We then perform the various contrasts we are interested in. For example:
acute_vs_mild_agesex <- DESeqDataSetFromMatrix(countData = counts_table_human_sexage,
colData = sampletable_2,
design = ~ Sex + Age_group + Group)
acute_vs_mild_mild_agesex$Group <- relevel(acute_vs_mild_mild_agesex$Group, ref ="T1_mild")
acute_vs_mild_mild_agesex$Age_group <- factor(acute_vs_mild_mild_agesex$Age_group, c(1,2,3,4))
acute_vs_mild_agesex2 <- DESeq(acute_vs_mild_agesex)
res_T1acute_vs_mild_agesex <- results(acute_vs_mild_agesex2, contrast =c("Group", "T1_acute", "T1_mild"), lfcThreshold = 0.585)
shrunk_T1acute_vs_mild_agesex <- lfcShrink(acute_vs_mild_agesex2, coef="Group_T1_acute_vs_T1_mild", res=res_T1acute_vs_mild_agesex)
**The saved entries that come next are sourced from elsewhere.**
PR #4023, opened 2023-09-04
fix observer event types

roccoblues:
* `compose_email_observer` is only interested in `NT_ENVELOPE`
* `pager_index_observer` is only interested in `NT_INDEX`
* `sb_index_observer`is only interested in `NT_INDEX`


gahr:
Are there any behavioural changes, or is this an optimization?

roccoblues:
> Are there any behavioural changes, or is this an optimization?

No behaviroural changes. But I also don't think it'll have any measurable performance impact. 

Just something I noticed a long time ago when I was working with the observers. tbh, I forgot all about it but the new github startpage just presented it to me. ;-)

flatcap:
@roccoblues Nice spot!  Thanks

PR #4025, opened 2023-09-06
editor: move completion functions

flatcap:
**NOTE**: this _is_ working, but I need to do some more testing.

Deep within libenter there are lots of dependencies caused by auto-completion and history.

Users call `mw_get_field()` with arguments like `COMP_ALIAS` which determine which completion function to use and where to save the history.
Worse still is the fact that the alias code is in libenter.
and browser code and notmuch code and pattern code...

This PR creates a basic Completion API that passes in a function to do the work.
It should help with: #3955  Neomutt completion API

All the functions on the right are now in more appropriate places.
The abstraction isn't perfect, but it's a step forward.

Source: [graphviz](https://flatcap.org/mutt/keys/op_editor_complete.gv), [svg](https://flatcap.org/mutt/keys/op_editor_complete.svg)

### DIFF
--- a/complete/lib.h
+++ b/complete/lib.h
@@ -35,6 +35,7 @@
 #ifndef MUTT_COMPLETE_LIB_H
 #define MUTT_COMPLETE_LIB_H
 
+#include <stddef.h>
 #include <stdbool.h>
 // IWYU pragma: begin_keep
 #include "data.h"
@@ -48,5 +49,7 @@ int  mutt_label_complete    (struct CompletionData *cd, struct Buffer *buf, int 
 bool mutt_nm_query_complete (struct CompletionData *cd, struct Buffer *buf, int pos, int numtabs);
 bool mutt_nm_tag_complete   (struct CompletionData *cd, struct Buffer *buf, int numtabs);
 int  mutt_var_value_complete(struct CompletionData *cd, struct Buffer *buf, int pos);
+void matches_ensure_morespace(struct CompletionData *cd, int new_size);
+bool candidate               (struct CompletionData *cd, char *user, const char *src, char *dest, size_t dlen);
 
 #endif /* MUTT_COMPLETE_LIB_H */
--- a/complete/lib.h
+++ b/complete/lib.h
@@ -38,10 +38,14 @@
 #include <stddef.h>
 #include <stdbool.h>
 // IWYU pragma: begin_keep
+#include "compapi.h"
 #include "data.h"
 // IWYU pragma: end_keep
 
 struct Buffer;
+
+extern const struct CompleteOps CompleteCommandOps;
+extern const struct CompleteOps CompleteLabelOps;
 
 int  mutt_command_complete  (struct CompletionData *cd, struct Buffer *buf, int pos, int numtabs);
 int  mutt_complete          (struct CompletionData *cd, struct Buffer *buf);
--- a/Makefile.autosetup
+++ b/Makefile.autosetup
@@ -106,9 +106,9 @@ $(PWD)/address:
 ###############################################################################
 # libalias
 LIBALIAS=	libalias.a
-LIBALIASOBJS=	alias/alias.o alias/array.o alias/commands.o alias/config.o \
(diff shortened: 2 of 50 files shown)


Amudtogal:
Hey flatcap,
this is amazing, thank you for the great refactor.
I will rebase my autocompletion branch on this, and this should speed things up.

complete/lib.h
```diff
@@ -35,18 +35,25 @@
...
+#include <stddef.h>
 #include <stdbool.h>
 // IWYU pragma: begin_keep
+#include "compapi.h"
 #include "data.h"
 // IWYU pragma: end_keep
 
 struct Buffer;
 
+extern const struct CompleteOps CompleteCommandOps;
```
Amudtogal, line 47: why are these needed here?
if we use the `#include "compapi.h", are they not defined already (or is this an alias)?

flatcap: `compapi.h` defines the _interface_,
`CompleteCommandOps`, `CompleteLabelOps`, define _implementations_ which are used outside of the library.

We could do with better homes for these.

Amudtogal (approved):
Excellent, this is now so much clearer (at least in my head).

It's great that each user (alias, browser etc) manages their own completion function, without needing too much logic.

Amudtogal (commented):
Excellent, this is now so much clearer (at least in my head).

It's great that each user (alias, browser etc) manages their own completion function, without needing too much logic.

Amudtogal:
just one thing I spotted when compiling:
```
browser/complete.c:122:20: warning: implicit declaration of function ‘mutt_mb_is_shell_char’; did you mean ‘mutt_mb_is_pathname_char’? [-Wimplicit-function-declaration]
  122 |        (i > 0) && !mutt_mb_is_shell_char(wdata->state->wbuf[i - 1]); i--)
      |                    ^~~~~~~~~~~~~~~~~~~~~
      |                    mutt_mb_is_pathname_char

```

how would i best submit tiny patches like this?
is it best in a pull request, or assemble them along with the completion api branch?

complete/lib.h
Amudtogal: I see. I wasn't aware that C implicitly declares functions as `extern`, and thus got confused by the mix in interface & implementation.

flatcap:
> browser/complete.c:122:20: warning: implicit declaration of function ‘mutt_mb_is_shell_char’; did you mean ‘mutt_mb_is_pathname_char’? [-Wimplicit-function-declaration]

Hmm... I don't understand.

https://github.com/neomutt/neomutt/blob/b99bce75547070bfa43e491e80744ca1b409ccdb/browser/complete.c#L121-L124

should be fine, because the file includes `mutt/lib.h`

https://github.com/neomutt/neomutt/blob/b99bce75547070bfa43e491e80744ca1b409ccdb/browser/complete.c#L33

which includes `mbyte.h`

https://github.com/neomutt/neomutt/blob/b99bce75547070bfa43e491e80744ca1b409ccdb/mutt/lib.h#L87

which declares `mutt_mb_is_shell_char()`

https://github.com/neomutt/neomutt/blob/b99bce75547070bfa43e491e80744ca1b409ccdb/mutt/mbyte.h#L49

I can't repeat the error myself with gcc or clang.

> is it best in a pull request, or assemble them along with the completion api branch?

if you can figure out what's happened, push a commit to this branch.

> how would i best submit tiny patches like this?

Generally, feel free to create/add to a branch `[trivial]` in the neomutt repo.
I'll merge it into my next bundle of tidying.

Amudtogal:
Fair enough, it is gone on my side as well, after `make clean && make`.
Maybe it was a lingering object file...
If it comes back up, I will contribute to `[trivial]`

Amudtogal:
Ah found it:
further down in my dev branch, I am renaming `mutt_mb_is_shell_char` to `mutt_mb_is_pathname_char` (more verbose, and it was only used in one spot anyway).
This was causing the compilation problem.

I have rebased my dev branch on this pull request to get started.

PR #4031, opened 2023-09-10
email/rfc2047: avoid reading past `len` in QP decode.

vuori:
* **What does this PR do?**

When `decode_word` handles quoted-printable encoded text, it will look past the current point when it encounters a `=` to check whether it looks like a hex-encoded character. If passed a malformed QP string with a `=` at the end, this may read past the end of the buffer as given by `len`.

In practice this shouldn't make a difference, because AFAICT the buffer passed from `rfc2047_decode` will have `?=` at the end. But to avoid surprises, do a bounds check anyway.

No issue opened.

### DIFF
--- a/email/rfc2047.c
+++ b/email/rfc2047.c
@@ -358,12 +358,15 @@ static void finalize_chunk(struct Buffer *res, struct Buffer *buf, char *charset
  * @param enc Encoding type
  * @retval ptr Decoded string
  *
- * @note The caller must free the returned string
+ * @note The input string must be null-terminated; the len parameter is
+ *       an optimization. The caller must free the returned string.
  */
 static char *decode_word(const char *s, size_t len, enum ContentEncoding enc)
 {
   const char *it = s;
   const char *end = s + len;
+
+  assert(*end == '\0');
 
   if (enc == ENC_QUOTED_PRINTABLE)
   {


gahr:
> it will look past the current point when it encounters a =

Yes, but not the way I think you mean it :) it will look into `it[1]`, which is a fine thing to do. If `it+1 == end`, then `it[1]` is `\0` -> `hexval(it[1]) != -1)` is `0` -> the conditional is short-circuit and it doesn't look into `it[2]`, which I think is what you're worried about.

vuori:
Ah, I see the meaning of `text[textlen] = '\0';` in the caller now. Though I would still argue that a function that takes array+length AND still opaquely requires that the array be null-terminated at `len` is terrible even by the terrible standards of C string handling.

gahr:
I don't necessarily disagree, but i) `decode_word` is an internal API (it's static within `rfc2047.c`), ii) we need the string to be null-terminated anyway to be able to pass it to mutt_b64_decode, iii) it's nice to pass the length since we have it, because we'd need to compute it anyway to figure the size of the base64-decoded string.
So we're left with:
1. we don't null-terminate it, we add the checks you suggest, and we change `mutt_b64_decode` to take pointer+length
2. we don't pass the length, we compute it internally, but it's throwing away information we already have at caller site
3. we keep null-terminating it *and* passing the length, as inelegant as it might look 

I think in this particular case I'm fine with 3.

vuori:
How about updating the docstring + an assert that `s[end] == '\0'` to prevent footguns in the future then? If someone really cares about micro-optimizations here, they can build with `NDEBUG`.

While new production usages are unlikely to appear soon, there was talk on irc about making some of these statics not-static for testing/fuzzing.

flatcap (approved):
Thanks!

With this contrast, what I intend to do is to obtain the DE sequences between acute and mild patients (in time 1), controlling for the variables sex and age group. It should be noted that my groups of patients are not balanced in the age group category: one of the groups presents mostly older patients. Here my first doubt arises: is it correct to include the age group variable in the design even though it is not balanced?
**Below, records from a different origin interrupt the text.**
Issue #4276, opened 2024-04-25
Subject with non-printable characters or new line is shown with `?`


Yutsuten:
Continuation of the discussion in #4272

> [...] in my e-mail listing (index), some subject names shows those `?`.
> 
> ```
> Google Payments              | ???      ? ? ?    ?  ?  ?  ?   ??Google Cloud Platform & APIs: 001112-001112-001112 の請求書の用意ができました
> ```
> 
> It is the expand of
> 
> ```
> set index_format = '%-28.28L | %s'
> ```
> 
> This is the raw data when seeing in the browser (copy-pasted from gmail):
> 
> ```
> Subject: 
> 
>  
> 
> Google Cloud Platform & APIs: 001112-001112-001112 の請求書の用意ができました
> From: Google Payments <payments-noreply@google.com>
> ```
> 
> ![gmail-subject-bug](https://github.com/neomutt/neomutt/assets/7322925/526c55c4-daa8-4b43-b11d-0295b602c690)
> 
> (some data hidden for privacy)
> 
> `%s` (and Google) is the culprit. I wonder if this PR fixed this issue.

## Expected Behaviour

Subject text without `?`, like when we check the emails in the browser.

![gmail](https://github.com/neomutt/neomutt/assets/7322925/b7b99036-0fe0-4b27-b669-8a112ccf1c24)

## Actual Behaviour

Subject is shown as `???      ? ? ?    ?  ?  ?  ?   ??Google Cloud Platform & APIs: 001112-001112-001112 の請求書の用意ができました`.

> That's probably what we want to display.

Really? I'm confused by this answer in the PR.

## Steps to Reproduce

Not sure how to send an email like that, maybe only programmatically. I'll look into it.

## How often does this happen?

- On a particular email
  If the email isn't private, please attach it to this issue.

## When did it start to happen?

- Since I started using it, I guess.

## NeoMutt Version

```
NeoMutt 20240416
```

## Extra Info

* Operating System and its version: Linux 6.8.7-arch1-1 (x86_64)
* Were you using multiple copies of NeoMutt at once? No
* Were you using 'screen' or 'tmux'? No
* Is your email local (maildir) or remote (IMAP)? IMAP

I also have something to ask @flatcap 
I'd like to try fixing this issue myself. My main programming language is python, and only used C while in the university, about 6 years ago. Do you think I would be able to do it?

flatcap:
> Do you think I would be able to do it?

Sure :-)

[...]

PR #4298, opened 2024-05-11
Fix newlines in subject being shown with `?`

Yutsuten:
* **What does this PR do?**

1. Keeps `env->subject` with the original content, the previous code was replacing `LF` characters with `?`.
    1. Other fields may be affected, but I think that if any additional fixes become needed, it should be done in `format_string()` or similar
2. Sanitize `env->subject` into `env->disp_subj` by replacing whitespace characters (`iswspace()`) with a space ` ` character.

I also tested with and without a `subjectrx` configuration, seems to be working as expected.

There are also some side changes as discussed in #4276 

1. `#ifdef` not needed anymore in `expando/format.c`
> As `iswspace()` is a bigger set than `iswblank()`, we can drop `iswblank()`.
2. Return value of `subjrx_apply_mods` from `bool` to `void`. Return value is not used anywhere

Subject with newlines before the change:

```
???      ? ? ?    ?  ?  ?  ?   ??Google Cloud Platform & APIs...
```

Subject with newlines after the change:

```
                                 Google Cloud Platform & APIs...
```

- **What are the relevant issue numbers?** 
#4276 

---

This is my first PR with C language related changes. Please tell me if there are any security or performance issues in my code.

Thank you @flatcap for giving me so much information in the issue.

### DIFF
--- a/email/rfc2047.c
+++ b/email/rfc2047.c
@@ -330,7 +330,7 @@ static size_t choose_block(char *d, size_t dlen, int col, const char *fromcode,
 }
 
 /**
- * finalize_chunk - Perform charset conversion and filtering
+ * finalize_chunk - Perform charset conversion
  * @param[out] res        Buffer where the resulting string is appended
  * @param[in]  buf        Buffer with the input string
  * @param[in]  charset    Charset to use for the conversion
@@ -346,7 +346,6 @@ static void finalize_chunk(struct Buffer *res, struct Buffer *buf, char *charset
   charset[charsetlen] = '\0';
   mutt_ch_convert_string(&buf->data, charset, cc_charset(), MUTT_ICONV_HOOK_FROM);
   charset[charsetlen] = end;
-  mutt_mb_filter_unprintable(&buf->data);
   buf_addstr(res, buf->data);
   FREE(&buf->data);
   buf_init(buf);
--- a/expando/format.c
+++ b/expando/format.c
@@ -149,13 +149,8 @@ int format_string(struct Buffer *buf, int min_cols, int max_cols, enum FormatJus
     }
     else
     {
-#ifdef HAVE_ISWBLANK
-      if (iswblank(wc))
-        wc = ' ';
-      else
-#endif
-          if (!IsWPrint(wc))
-        wc = '?';
+      if (!IsWPrint(wc))
+        wc = ReplacementChar;
       w = wcwidth(wc);
     }
 
--- a/subjectrx.c
+++ b/subjectrx.c
@@ -27,6 +27,8 @@
  */
 
 #include "config.h"
+#include <errno.h>
+#include <limits.h>
 #include <stddef.h>
 #include <stdint.h>
 #include "mutt/lib.h"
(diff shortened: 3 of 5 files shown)


flatcap:
Thanks!
I shall have a read and a play as soon as I can.

Yutsuten:
> > I'll remove the `mutt_mb_filter_unprintable()` call from `finalize_chunk()`, hopefully this won't break anything. I think it's ok because filtering unprintable characters is the job of functions like `format_string()`.
>
> Be careful -- this has security implications because you don't want to send untrusted data (which email headers clearly are) to the terminal.

OK so I checked what `mutt_mb_filter_unprintable()` ([source](https://github.com/neomutt/neomutt/blob/devel/subject-bad-characters/mutt/mbyte.c#L423)) that I removed is doing. As far as I can understand, 3 things:

1. This check: `if ((k == ICONV_ILLEGAL_SEQ) || (k == ICONV_BUF_TOO_SMALL))`
2. Replacement of non white space characters: `if (!IsWPrint(wc)) wc = '?';`
3. And further check for bad utf8 characters: `else if (CharsetIsUtf8 && mutt_mb_is_display_corrupting_utf8(wc))`

The remaining of the code is just rebuilding the string as far as I can understand.

@flatcap have told me [here](https://github.com/neomutt/neomutt/issues/4276#issuecomment-2077149652) that:

> For the Index Subject Expando `%s` we finally arrive in `node_expando_render()`, where it calls `format_string()`.
> This function fits the data into the space available.

So if I understand correctly, before the subject can be printed to the terminal, it must pass `format_string()`. It is already doing (1) [at line 122](https://github.com/neomutt/neomutt/blob/devel/subject-bad-characters/expando/format.c#L122) and (2) [at line 152](https://github.com/neomutt/neomutt/blob/devel/subject-bad-characters/expando/format.c#L152).

But we are missing (3) `mutt_mb_is_display_corrupting_utf8()`. I think a change like this will work.

```diff
--- a/expando/format.c
+++ b/expando/format.c
@@ -129,7 +129,7 @@ int format_string(struct Buffer *buf, int min_cols, int max_cols, enum FormatJus
     }
 
     // How many screen cells will the character require?
-    if (escaped)
+    if (escaped || (CharsetIsUtf8 && mutt_mb_is_display_corrupting_utf8(wc)))
     {
       escaped = false;
       w = 0;
```

I'm adding this change to the PR.

With this I believe we'll have solved the possible security issue. Please someone tell me if I'm missing anything.

Yutsuten:
By the way, would we be able to fix the issue with the `U+3000 : IDEOGRAPHIC SPACE` character [reported here](https://github.com/neomutt/neomutt/issues/4276#issuecomment-2080446412) by updating `mutt_mb_is_display_corrupting_utf8()`?

```diff
--- a/mutt/mbyte.c
+++ b/mutt/mbyte.c
@@ -387,6 +387,7 @@ bool mutt_mb_is_display_corrupting_utf8(wchar_t wc)
   if ((wc == (wchar_t) 0x00ad) || /* soft hyphen */
       (wc == (wchar_t) 0x200e) || /* left-to-right mark */
       (wc == (wchar_t) 0x200f) || /* right-to-left mark */
+      (wc == (wchar_t) 0x3000) || /* ideographic space */
       (wc == (wchar_t) 0xfeff))   /* zero width no-break space */
   {
     return true;
```

For this one I'll wait for someone more experienced to tell me if it is ok.

Yutsuten:
Hope this PR gets reviewed eventually...

Yutsuten:
@flatcap if you think this change is too dangerous just say it, no need to pressure yourself to merge this and possibly have trouble later.

We could start with the `IDEOGRAPHIC SPACE` fix only or whatever, its okay. :+1:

But my main doubt appears when reviewing the results of the contrast. DESEq2 returns 1113 sequences as significant DE (padj < 0.05). But in some cases, when I go to the counts tables (both the one from DESeq2 and the ones I get originally) and check the normalized counts of X sequence of interest, I don't see the fold change that DESeq2 tells me. For example:
Result:
seq baseMean log2FoldChange lfcSE stat pvalue padj
seqX 2527.6030 3.348650 0.8625103 3.204194 1.354413e-03 0.0240597523
Normalized DESeq2 counts of the sequence X
Acute T1: 2.476341e+03 1.378931e+03 1657.99238 2.440383e+03 2.010505e+03 1.016864e+03 2.047027e+03 1.581439e+03 1.468407e+03 2006.66562
Mild T1: 9.940807e+02 7.19070704e+02 1.26202034e+03 2.559517e+03 6.664843e+02 9.851480e+02 720.272552 522.275026 2471.92615 1.765345e+04
Counts in the original matrix (normalized in RPMs).
Acute: 605.636 137.624 101.907 136.753 782.274 316.689 287.133 150.494 370.804 59.239
Mild: 322.246 172.691 359.175 783.238 251.813 381.638 35.494 109.578 62.841 666.775
Is this behavior to be expected, the fact that I cannot observe with the naked eye in the normalized counts a differential expression of the sequences? Can it be due to the normalizations and internal transformations that DESeq2 performs on the counts or is it a false positive?
I hope I have explained myself, otherwise I will provide all the extra info needed.
Thank you very much!
Thank you very much for your quick response! Following the steps you suggested in the second answer I could visualize the change noted by DESeq2.